Exercise instructions: Wherever the line with "remove the mean" sits in the listing below, transcribe from it up to and including the line with "Oh, wrong PR, sorry.", exactly, and leave the remaining lines out.

Material shown:
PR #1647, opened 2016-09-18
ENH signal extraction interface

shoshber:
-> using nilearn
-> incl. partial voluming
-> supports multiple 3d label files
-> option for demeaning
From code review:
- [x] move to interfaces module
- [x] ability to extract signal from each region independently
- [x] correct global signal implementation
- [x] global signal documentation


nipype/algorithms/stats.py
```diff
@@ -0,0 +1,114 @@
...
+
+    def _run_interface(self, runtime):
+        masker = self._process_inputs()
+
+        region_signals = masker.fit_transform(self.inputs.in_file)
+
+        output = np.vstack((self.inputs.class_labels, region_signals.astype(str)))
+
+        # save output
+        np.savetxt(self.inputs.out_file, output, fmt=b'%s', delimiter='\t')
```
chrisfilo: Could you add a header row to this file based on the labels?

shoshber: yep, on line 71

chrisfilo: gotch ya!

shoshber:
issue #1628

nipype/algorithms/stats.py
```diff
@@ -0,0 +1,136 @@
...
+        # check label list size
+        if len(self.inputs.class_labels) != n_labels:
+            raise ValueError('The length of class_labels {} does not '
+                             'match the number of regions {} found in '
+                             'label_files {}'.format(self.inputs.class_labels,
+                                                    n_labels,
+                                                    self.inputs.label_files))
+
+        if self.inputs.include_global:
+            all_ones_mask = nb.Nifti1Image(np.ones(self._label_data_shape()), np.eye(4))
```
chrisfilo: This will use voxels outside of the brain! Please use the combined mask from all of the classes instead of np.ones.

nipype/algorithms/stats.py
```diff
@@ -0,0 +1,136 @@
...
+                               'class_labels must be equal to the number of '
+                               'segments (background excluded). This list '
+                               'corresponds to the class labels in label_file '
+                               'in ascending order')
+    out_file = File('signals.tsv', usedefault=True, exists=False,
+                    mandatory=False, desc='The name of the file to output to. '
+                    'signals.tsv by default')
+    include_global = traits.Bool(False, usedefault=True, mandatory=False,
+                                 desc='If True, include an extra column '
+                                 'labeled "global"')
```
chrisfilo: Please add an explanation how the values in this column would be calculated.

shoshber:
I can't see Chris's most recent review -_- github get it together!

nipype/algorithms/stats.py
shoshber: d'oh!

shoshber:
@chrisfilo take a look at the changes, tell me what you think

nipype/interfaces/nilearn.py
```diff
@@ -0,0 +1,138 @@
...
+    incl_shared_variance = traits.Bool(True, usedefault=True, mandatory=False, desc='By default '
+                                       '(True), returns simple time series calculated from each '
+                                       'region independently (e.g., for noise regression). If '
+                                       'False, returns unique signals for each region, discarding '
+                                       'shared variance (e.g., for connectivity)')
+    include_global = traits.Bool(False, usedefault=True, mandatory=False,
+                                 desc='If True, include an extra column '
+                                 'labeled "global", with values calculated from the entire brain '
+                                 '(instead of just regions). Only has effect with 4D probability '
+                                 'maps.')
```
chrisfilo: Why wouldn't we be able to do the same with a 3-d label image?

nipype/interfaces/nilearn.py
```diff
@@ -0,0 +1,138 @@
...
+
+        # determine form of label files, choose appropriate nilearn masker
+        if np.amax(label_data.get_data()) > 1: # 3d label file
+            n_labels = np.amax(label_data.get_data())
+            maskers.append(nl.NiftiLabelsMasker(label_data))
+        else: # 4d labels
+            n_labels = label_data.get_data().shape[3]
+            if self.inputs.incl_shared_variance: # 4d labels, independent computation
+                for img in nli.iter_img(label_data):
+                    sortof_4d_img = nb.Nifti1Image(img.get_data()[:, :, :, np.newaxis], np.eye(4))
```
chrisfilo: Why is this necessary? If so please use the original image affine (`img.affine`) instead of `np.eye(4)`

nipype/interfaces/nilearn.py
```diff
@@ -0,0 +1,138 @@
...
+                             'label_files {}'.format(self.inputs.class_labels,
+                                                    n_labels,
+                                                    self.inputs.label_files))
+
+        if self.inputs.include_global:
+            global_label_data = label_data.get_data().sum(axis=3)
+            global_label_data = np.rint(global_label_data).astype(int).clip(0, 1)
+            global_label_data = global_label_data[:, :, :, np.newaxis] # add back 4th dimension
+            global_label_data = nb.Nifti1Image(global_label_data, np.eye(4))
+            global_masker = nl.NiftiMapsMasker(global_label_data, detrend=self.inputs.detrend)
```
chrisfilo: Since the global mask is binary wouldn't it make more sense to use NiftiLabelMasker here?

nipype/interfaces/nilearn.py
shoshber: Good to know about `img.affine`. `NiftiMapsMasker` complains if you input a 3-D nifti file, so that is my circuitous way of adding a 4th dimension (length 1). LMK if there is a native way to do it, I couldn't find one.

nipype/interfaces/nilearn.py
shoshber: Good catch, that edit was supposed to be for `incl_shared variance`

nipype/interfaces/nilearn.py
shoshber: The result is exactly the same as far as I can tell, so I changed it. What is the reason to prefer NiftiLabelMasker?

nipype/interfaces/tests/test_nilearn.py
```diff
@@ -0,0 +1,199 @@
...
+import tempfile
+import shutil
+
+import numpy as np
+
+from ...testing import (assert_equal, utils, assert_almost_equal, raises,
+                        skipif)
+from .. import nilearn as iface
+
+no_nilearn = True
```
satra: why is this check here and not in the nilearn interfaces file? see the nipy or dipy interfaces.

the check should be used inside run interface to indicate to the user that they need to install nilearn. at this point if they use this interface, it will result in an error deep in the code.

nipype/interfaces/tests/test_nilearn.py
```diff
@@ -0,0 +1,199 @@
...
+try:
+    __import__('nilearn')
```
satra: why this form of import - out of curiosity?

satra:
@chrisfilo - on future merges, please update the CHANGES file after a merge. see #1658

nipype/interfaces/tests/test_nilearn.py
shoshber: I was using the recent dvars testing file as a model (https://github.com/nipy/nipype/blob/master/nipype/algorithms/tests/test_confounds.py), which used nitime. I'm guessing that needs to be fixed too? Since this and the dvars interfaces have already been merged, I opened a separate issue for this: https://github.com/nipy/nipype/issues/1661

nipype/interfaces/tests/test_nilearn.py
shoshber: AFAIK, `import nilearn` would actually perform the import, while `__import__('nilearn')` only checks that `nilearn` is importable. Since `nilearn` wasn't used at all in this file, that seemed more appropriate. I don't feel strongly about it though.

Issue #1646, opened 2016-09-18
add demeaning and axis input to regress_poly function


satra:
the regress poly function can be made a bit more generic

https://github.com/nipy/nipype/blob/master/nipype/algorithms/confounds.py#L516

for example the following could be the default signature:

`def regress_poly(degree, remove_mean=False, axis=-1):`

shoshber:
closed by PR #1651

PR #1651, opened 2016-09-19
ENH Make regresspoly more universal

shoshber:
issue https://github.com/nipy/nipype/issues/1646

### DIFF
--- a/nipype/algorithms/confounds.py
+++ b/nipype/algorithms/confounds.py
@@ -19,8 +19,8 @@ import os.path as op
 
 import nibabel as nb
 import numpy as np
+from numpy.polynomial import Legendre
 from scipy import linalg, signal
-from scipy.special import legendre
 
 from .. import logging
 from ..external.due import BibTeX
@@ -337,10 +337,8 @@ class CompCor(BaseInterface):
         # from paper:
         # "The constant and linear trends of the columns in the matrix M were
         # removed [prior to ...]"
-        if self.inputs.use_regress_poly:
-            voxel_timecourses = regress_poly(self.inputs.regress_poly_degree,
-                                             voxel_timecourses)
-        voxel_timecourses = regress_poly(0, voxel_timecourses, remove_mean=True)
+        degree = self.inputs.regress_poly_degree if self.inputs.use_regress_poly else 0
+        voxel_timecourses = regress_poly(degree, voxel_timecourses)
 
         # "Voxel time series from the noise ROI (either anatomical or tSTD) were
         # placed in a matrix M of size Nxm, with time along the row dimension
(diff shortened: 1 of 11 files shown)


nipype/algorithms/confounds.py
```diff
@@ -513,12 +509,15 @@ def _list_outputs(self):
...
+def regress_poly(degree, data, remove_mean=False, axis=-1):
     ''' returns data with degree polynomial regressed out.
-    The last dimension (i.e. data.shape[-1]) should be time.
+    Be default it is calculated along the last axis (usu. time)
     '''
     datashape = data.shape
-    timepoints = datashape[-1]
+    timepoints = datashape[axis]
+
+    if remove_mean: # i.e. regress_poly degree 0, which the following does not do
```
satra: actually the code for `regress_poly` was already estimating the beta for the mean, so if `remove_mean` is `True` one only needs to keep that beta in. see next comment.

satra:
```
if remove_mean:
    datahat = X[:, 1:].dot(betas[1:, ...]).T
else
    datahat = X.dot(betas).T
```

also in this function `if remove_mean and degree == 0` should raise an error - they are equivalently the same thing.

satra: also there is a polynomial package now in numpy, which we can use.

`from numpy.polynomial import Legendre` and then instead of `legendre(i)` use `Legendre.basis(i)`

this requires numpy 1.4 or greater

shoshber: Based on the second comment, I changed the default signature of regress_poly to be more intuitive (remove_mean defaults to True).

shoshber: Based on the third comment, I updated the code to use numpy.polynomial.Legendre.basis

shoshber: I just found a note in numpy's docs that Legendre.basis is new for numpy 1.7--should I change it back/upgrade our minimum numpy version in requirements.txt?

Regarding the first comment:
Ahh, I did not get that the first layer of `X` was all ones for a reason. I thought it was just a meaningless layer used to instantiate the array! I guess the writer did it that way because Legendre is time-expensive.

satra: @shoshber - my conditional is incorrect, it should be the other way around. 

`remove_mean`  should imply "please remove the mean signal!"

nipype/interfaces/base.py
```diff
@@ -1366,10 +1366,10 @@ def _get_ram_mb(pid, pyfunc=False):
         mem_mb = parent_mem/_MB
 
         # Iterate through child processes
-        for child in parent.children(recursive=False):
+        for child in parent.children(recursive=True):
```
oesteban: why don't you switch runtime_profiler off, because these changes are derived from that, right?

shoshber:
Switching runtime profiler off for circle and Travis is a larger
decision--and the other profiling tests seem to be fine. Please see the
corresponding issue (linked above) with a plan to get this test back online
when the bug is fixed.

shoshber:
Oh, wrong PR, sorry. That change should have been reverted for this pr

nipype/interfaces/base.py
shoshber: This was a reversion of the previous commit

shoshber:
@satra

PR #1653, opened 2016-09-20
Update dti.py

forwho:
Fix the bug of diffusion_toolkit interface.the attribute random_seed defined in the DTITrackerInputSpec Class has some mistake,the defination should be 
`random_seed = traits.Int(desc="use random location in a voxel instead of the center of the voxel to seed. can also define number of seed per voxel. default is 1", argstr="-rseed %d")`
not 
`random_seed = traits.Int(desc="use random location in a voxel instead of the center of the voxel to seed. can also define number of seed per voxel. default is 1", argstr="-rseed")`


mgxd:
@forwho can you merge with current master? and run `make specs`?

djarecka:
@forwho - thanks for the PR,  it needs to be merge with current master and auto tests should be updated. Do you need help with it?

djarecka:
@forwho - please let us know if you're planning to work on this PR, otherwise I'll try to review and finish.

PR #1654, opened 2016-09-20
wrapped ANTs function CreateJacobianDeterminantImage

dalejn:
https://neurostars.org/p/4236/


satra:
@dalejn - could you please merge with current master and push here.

Solved exercise:
`remove_mean`  should imply "please remove the mean signal!"

nipype/interfaces/base.py
```diff
@@ -1366,10 +1366,10 @@ def _get_ram_mb(pid, pyfunc=False):
         mem_mb = parent_mem/_MB
 
         # Iterate through child processes
-        for child in parent.children(recursive=False):
+        for child in parent.children(recursive=True):
```
oesteban: why don't you switch runtime_profiler off, because these changes are derived from that, right?

shoshber:
Switching runtime profiler off for circle and Travis is a larger
decision--and the other profiling tests seem to be fine. Please see the
corresponding issue (linked above) with a plan to get this test back online
when the bug is fixed.

shoshber:
Oh, wrong PR, sorry. That change should have been reverted for this pr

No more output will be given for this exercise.